Medgar Evers (1925-1963) and the Mississippi Press

Tisdale, John Rochelle, 1958- 12 1900 (has links)
Medgar Evers was gunned down in front of his home in June 1963, a murder that went unpunished for almost thirty years. Assassinated at the height of the civil rights movement, Evers is a relatively untreated figure in either popular or academic writing. This dissertation includes three themes. Evers's death defined his life, particularly his public role. The other two themes define his relationship with the press in Mississippi (and its structure), and his relationship to the various civil rights organizations, including his employer, the National Association for the Advancement of Colored People. Was the newspaper press, both state and national, fair in its treatment of Evers? Did the press use Evers to further the civil rights agenda or to retard that movement, and was Evers able to employ the press as a public relations tool in promoting the NAACP agenda? The obvious answers have been that the Mississippi press editors and publishers defended segregation and that Evers played a minor role in the civil rights movement. Most newspaper publishers and editorial writers slanted the news to promote segregation but not all newspapers editors. The Carters of Greenville, J. Oliver Emmerich of McComb and weekly editors Ira Harkey and Hazel Brannon Smith denounced the segregationist groups. Evers, too, is not easily defined. His life's work produced few results but his mere presence in the most racist state in the country provided other civil rights organizers with an example of personal strength and fortitude unmatched in the late 1950s and early 1960s.
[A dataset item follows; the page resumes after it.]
PR #6321, opened 2017-05-23
Exposed initial_start and initial_end in models/Range1d. This allows …

### LINKED ISSUE #6320: Expose initial_start and initial_end in Range1d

The dissertation reviewed the existing primary and secondary source material, and included personal interviews with primary participants in the Jackson boycotts of 1963. Evers compares with Abraham Lincoln in that both received little credit for their accomplishments until more than thirty years after their assassinations. Both represented the democratic philosophy of the common man's ability to achieve deeds not possible in a caste system.